Typical of the problems created by lack of capital is China's drastic cutback on its imports of Japanese steel this year. The Japanese steel industry had hoped the Chinese market would compensate for poor business in the United States and Europe.

Saying it didn't have enough oil for export, China has just cut back on shipments of its most important export commodity under a long-term trade agreement with Japan.

Last year, China froze all contracts with Japan for the import of large-scale industrial plants and machinery while reviewing the cost of its ambitious modernization program. As a result, some of the contracts were canceled and others considerably scaled down.

These developments, say experts here, are indicative of the Sino-Japanese trade relationship in the next few years.

For a start, they say, Japanese businessmen (Americans and Europeans please note) must discard the "illusion" that China is a vast market of unlimited profit opportunities.

Lured by the image of 1 billion consumers, many Japanese fingers have already been burnt by over-optimism. Hence, a review now under way in business circles here to produce a more realistic long-range assessment of the Chinese connection.

The problems have been partly obscured now by the obvious rapid growth in dollar terms of two-way trade. In the first half of 1980 it reached an all-time high of nearly $4 billion, up 19.6 percent over a year ago.

With a number of contracts for large plants and machinery due for execution in the second half of the year, the final figure is likely to be around $8 billion (against last year's previous record of $6.6 billion).

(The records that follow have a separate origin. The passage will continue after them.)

PR #197, opened 2022-07-07
Add batch operation APIs to operator

yux0:
**What changed?**
Add batch operation APIs to operator

**Why?**

**How did you test it?**

**Potential risks**


temporal/api/batch/v1/message.proto
```diff
@@ -0,0 +1,41 @@
...
+// IMPLIED, INCLUDING BUT NOT LIMITED TO THE WARRANTIES OF MERCHANTABILITY,
+// FITNESS FOR A PARTICULAR PURPOSE AND NONINFRINGEMENT. IN NO EVENT SHALL THE
+// AUTHORS OR COPYRIGHT HOLDERS BE LIABLE FOR ANY CLAIM, DAMAGES OR OTHER
+// LIABILITY, WHETHER IN AN ACTION OF CONTRACT, TORT OR OTHERWISE, ARISING FROM,
+// OUT OF OR IN CONNECTION WITH THE SOFTWARE OR THE USE OR OTHER DEALINGS IN
+// THE SOFTWARE.
+
+syntax = "proto3";
+
+package temporal.api.batch.v1;
```
cretz, line 25: Do these tiny messages deserve their own package? They seem like they are just messages for starting batch and have no other use. Is there another expected use? Can they not live with the start request? Is the only reason they are in a separate package because we, for whatever reason, are unwilling to use nested messages and, for whatever reason, are unwilling to have additional needed messages that are non-request/response in the request/response proto?

temporal/api/operatorservice/v1/request_response.proto
```diff
@@ -159,3 +161,48 @@ message ListClusterMembersResponse {
...
     bytes next_page_token = 2;
 }
+
+message StartBatchOperationRequest {
+    string namespace = 1;
+    temporal.api.enums.v1.BatchOperationType operation_type = 2;
+    string workflow_query = 3;
+    int32 rps = 4;
+    int32 concurrency = 5;
+    oneof parameter {
```
cretz, line 171: To me, "kind", "type", "operation", etc make more sense than "parameter". But obviously that's subjective and doesn't matter much.

temporal/api/operatorservice/v1/request_response.proto
```diff
@@ -159,3 +161,48 @@ message ListClusterMembersResponse {
     repeated temporal.api.cluster.v1.ClusterMember active_members = 1;
     bytes next_page_token = 2;
 }
+
+message StartBatchOperationRequest {
+    string namespace = 1;
+    temporal.api.enums.v1.BatchOperationType operation_type = 2;
+    string workflow_query = 3;
```
cretz, line 168: Can you add some documentation on what these fields mean and can accept?

temporal/api/operatorservice/v1/service.proto
```diff
@@ -96,4 +96,20 @@ service OperatorService {
     // ListClusterMembers returns information about Temporal cluster members.
     rpc ListClusterMembers(ListClusterMembersRequest) returns (ListClusterMembersResponse) {
     }
+
+    // StartBatchOperation starts a new batch operation
+    rpc StartBatchOperation(StartBatchOperationRequest) returns (StartBatchOperationResponse){
```
cretz, line 101: Suggest space between final paren and open brace

temporal/api/operatorservice/v1/request_response.proto
```diff
@@ -159,3 +161,48 @@ message ListClusterMembersResponse {
...
+message DescribeBatchOperationResponse {
+    string operation_type = 1;
+    string total_workflow_count = 2;
+    string processed_workflow_count = 3;
+}
+
+message ListBatchOperationsRequest {
+    string namespace = 1;
+    int32 page_size = 2;
+    bytes next_page_token = 3;
```
cretz, line 203: What can this value be if not returned in `ListBatchOperationsResponse`/

temporal/api/operatorservice/v1/request_response.proto
```diff
@@ -159,3 +161,48 @@ message ListClusterMembersResponse {
...
+message StopBatchOperationResponse {
+}
+
+message DescribeBatchOperationRequest {
+    string namespace = 1;
+    string job_id = 2;
+}
+
+message DescribeBatchOperationResponse {
+    string operation_type = 1;
```
cretz, line 195: Why string and not the enum used in start?

temporal/api/operatorservice/v1/request_response.proto
```diff
@@ -159,3 +161,48 @@ message ListClusterMembersResponse {
...
+    string total_workflow_count = 2;
+    string processed_workflow_count = 3;
```
cretz, line 197: Will operations always be workflows? Maybe `total_operation_count` and `complete_operation_count` instead?

temporal/api/batch/v1/message.proto
```diff
@@ -0,0 +1,41 @@
...
+option ruby_package = "Temporal::Api::Batch::V1";
+option csharp_namespace = "Temporal.Api.Batch.V1";
+
+message BatchOperationTermination {
+  string reason = 1;
+}
+
+message BatchOperationSignal {
+  string name = 1;
+  string input = 2;
```
cretz, line 40: This should probably be payloads. Should we just make sure this accepts everything `temporal.api.workflowservice.v1.SignalWorkflowExecutionRequest` does except the specific workflow execution? (that also justifies moving this to that package, see later comment)

temporal/api/operatorservice/v1/service.proto
cretz, line 101: Why not make these part of the workflow service? Not only could you reuse some of the operation request/response values there, it just makes sense to have the RPC calls for, say, signalling one or signalling many workflows together.

temporal/api/operatorservice/v1/request_response.proto
yux0: Updated to enum

temporal/api/operatorservice/v1/service.proto
yux0: Cleaned up

cretz: Strange to me that I can do the non-batch thing from one service and have to go to the other to do the batch thing. Signalling workflows should be in the workflow service, whether it's one or many workflows IMO.

dnr: I think this should be in workflowservice. It's for regular users, not cluster administrators. Basically, if it's something that a user could do themselves (perhaps badly) using the other apis in workflowservice, it should be in workflowservice.

temporal/api/operatorservice/v1/request_response.proto
```diff
@@ -159,3 +161,49 @@ message ListClusterMembersResponse {
...
+}
+
+message ListBatchOperationsRequest {
+    string namespace = 1;
+    int32 page_size = 2;
+    bytes next_page_token = 3;
+}
+
+message ListBatchOperationsResponse {
+    repeated string job_id = 1;
```
dnr, line 207: Might we ever want to return extra information here?

temporal/api/operatorservice/v1/request_response.proto
yiminc: I would change it to visibility_query, or list_workflow_query, to avoid confusing with workflow query.

temporal/api/batch/v1/message.proto
```diff
@@ -0,0 +1,41 @@
...
+option java_multiple_files = true;
+option java_outer_classname = "MessageProto";
+option ruby_package = "Temporal::Api::Batch::V1";
+option csharp_namespace = "Temporal.Api.Batch.V1";
+
+message BatchOperationTermination {
+  string reason = 1;
+}
+
+message BatchOperationSignal {
```
yiminc, line 38: do you need one for cancel?

temporal/api/operatorservice/v1/request_response.proto
```diff
@@ -159,3 +161,48 @@ message ListClusterMembersResponse {
     repeated temporal.api.cluster.v1.ClusterMember active_members = 1;
     bytes next_page_token = 2;
 }
+
+message StartBatchOperationRequest {
+    string namespace = 1;
+    temporal.api.enums.v1.BatchOperationType operation_type = 2;
+    string workflow_query = 3;
+    int32 rps = 4;
+    int32 concurrency = 5;
```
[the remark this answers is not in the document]
yiminc: Maybe some reasonable default value and server side dynamic config is better?

temporal/api/operatorservice/v1/service.proto
yiminc: We discussed this with multiple parties (prod / cloud), and we think operator is a better place. Because we don't expect this to be a common operation that workflow needs. And the scope of this operation could be big so we don't want this to be exposed to everyone. The operator does not need to be cluster admin, it can be namespace admin.

cretz: Are y'all gonna make sure this has parity with all the options from workflow service? For example, headers.

I missed the discussion. Personally, I don't think services should be separated by "who might execute them" but "what the service does". If decided already, ok. But I would guess, if we give these a high-level interface in the SDK, they will sit right next to the RPC calls that are in a completely different service in the protos.

temporal/api/operatorservice/v1/request_response.proto
yux0: Good point. I will return a struct and flexible to add extra info.

temporal/api/operatorservice/v1/request_response.proto
```diff
@@ -159,3 +161,65 @@ message ListClusterMembersResponse {
...
+}
+
+message ListBatchOperationsRequest {
+    string namespace = 1;
+    int32 page_size = 2;
+    bytes next_page_token = 3;
+}
+
+message ListBatchOperationsResponse {
+    repeated temporal.api.workflow.v1.WorkflowExecutionInfo operations = 1;
```
dnr, line 206: I meant info specific to the batch operation, like maybe an approximate progress indicator, any errors encountered, etc. Stuff that could be useful when listing these in the UI. But maybe we don't need that.

temporal/api/batch/v1/message.proto
yux0: I added a placeholder for cancel. Currently, it doesn't require extra input.

temporal/api/operatorservice/v1/request_response.proto
yux0: It will be in the describe batch operation and return per batch operation job. For list, I updated to list with info: id, state, start time and close time.

yiminc (approved):

temporal/api/operatorservice/v1/request_response.proto
```diff
@@ -159,3 +160,97 @@ message ListClusterMembersResponse {
...
+
+message BatchOperationSignal {
+    // The workflow author-defined name of the signal to send to the workflow
+    string signal_name = 1;
+    // Serialized value(s) to provide with the signal
+    temporal.api.common.v1.Payloads input = 2;
+    // Headers that are passed with the signal to the processing workflow.
+    // These can include things like auth or tracing tokens.
+    temporal.api.common.v1.Header header = 3;
+}
```
cretz, line 251: This is missing the `identity` value (though maybe you want it at the batch level, unsure). Also, can we add a comment here and in the API to keep this and `temporal.api.workflowservice.v1.SignalWorkflowExecutionRequest` in sync with each other?

temporal/api/operatorservice/v1/request_response.proto
```diff
@@ -159,3 +160,97 @@ message ListClusterMembersResponse {
...
+    // Batch operation start time
+    google.protobuf.Timestamp start_time = 3 [(gogoproto.stdtime) = true];
+    // Batch operation close time
+    google.protobuf.Timestamp close_time = 4 [(gogoproto.stdtime) = true];
+}
+
+message BatchOperationTermination {
+    // Reason of terminate workflows
+    string reason = 1;
+}
```
cretz, line 241: This is missing the ability to provide `details`, `identity`, and `first_execution_run_id` (or we can explicitly comment we don't want that here since that's single-termination specific and not here). Also, can we add a comment here and in the API to keep this and `temporal.api.workflowservice.v1.TerminateWorkflowExecutionRequest` in sync with each other?

temporal/api/operatorservice/v1/request_response.proto
```diff
@@ -159,3 +160,97 @@ message ListClusterMembersResponse {
...
+    temporal.api.common.v1.Payloads input = 2;
+    // Headers that are passed with the signal to the processing workflow.
+    // These can include things like auth or tracing tokens.
+    temporal.api.common.v1.Header header = 3;
+}
+
+message BatchOperationCancellation {
+    // Reason of cancel workflows
+    string reason = 1;
+}
```
cretz, line 256: This is missing the `identity` value (though maybe you want it at the batch level, unsure). Also, can we add a comment here and in the API to keep this and `temporal.api.workflowservice.v1.RequestCancelWorkflowExecutionRequest` in sync with each other?

temporal/api/operatorservice/v1/request_response.proto
```diff
@@ -159,3 +160,97 @@ message ListClusterMembersResponse {
     repeated temporal.api.cluster.v1.ClusterMember active_members = 1;
     bytes next_page_token = 2;
 }
+
+message StartBatchOperationRequest {
+    // Namespace contains the batch operation
+    string namespace = 1;
+    // Batch operation type
+    temporal.api.enums.v1.BatchOperationType operation_type = 2;
```
cretz, line 168: This enum appears redundant. You already have the operation, why do you need a type too?

temporal/api/operatorservice/v1/request_response.proto
```diff
@@ -159,3 +160,97 @@ message ListClusterMembersResponse {
...
+message BatchOperationInfo {
+    // Batch job ID
+    string job_id = 1;
+    // Batch operation type
+    temporal.api.enums.v1.BatchOperationState state = 2;
+    // Batch operation start time
+    google.protobuf.Timestamp start_time = 3 [(gogoproto.stdtime) = true];
+    // Batch operation close time
+    google.protobuf.Timestamp close_time = 4 [(gogoproto.stdtime) = true];
+}
```
cretz, line 236: I think you should provide the failure here, and in the future when we offer something like batch update/query, you might want to offer success values too.

temporal/api/operatorservice/v1/request_response.proto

But trading circles now believe the boom days are gone. The figures may be padded out by inflation, but in real terms there will be little or no growth.

Originally, many Japanese thought the $10 billion level could be achieved next year. Now 1985 is considered more realistic.

The problem, say knowledgeable trading sources, is that the Chinese tried to run before they could walk. The Japanese openly encouraged their attempt.

With traditional export markets sluggish, many Japanese companies looked to China to take up the slack. Hordes of salesmen descended on Peking to claim a major share in the Chinese "four modernizations" program.

But after signing the contracts, China discovered it did not have the cash to pay for them.

Despite increasing government-backed loans from Tokyo, it became obvious last year that the Chinese had overreached themselves.

In an effort to balance trade and keep some of the big deals alive, the Japanese side reluctantly agreed to the annual import of some 10 million tons of Chinese oil.

It was oil Japan didn't particularly want -- the heavy polluting sulfur type. But it was vital to the long-term trade agreement concluded in 1978. Just how much is illustrated by the way the price of Chinese crude shot up -- the price jumped 110 percent in the first half of 1980 and accounted for 42 percent of China's total exports to Japan.

Now the Chinese are unable to keep up production levels and will have to cut back to about 8.2 million tons in the next two years.

Thus China will have even less money to spare to pay for Japanese industrial imports.

Still, it's not all pessimism. The Chinese National People's Conference recently decided to put more emphasis on agriculture and light industry and to give more autonomy to enterprises -- so there is some hope for smaller projects, even though giant schemes like the Japanese-built (white elephant) Baoshan Steelworks is no longer realistic.

There are already signs of more Japanese restraint.Despite changes in Chinese law to encourage international joint ventures, most Japanese companies are reported to be approaching the idea with considerable caution -- believing that differences in trade practices and profit-taking, for example, are among the serious handicaps to be faced.

The Japanese are encouraged to a degree by China's new practical realism, along with reaffirmation of the goals of the "four modernizations," displayed by the new Chinese premier, Zhao Ziyang.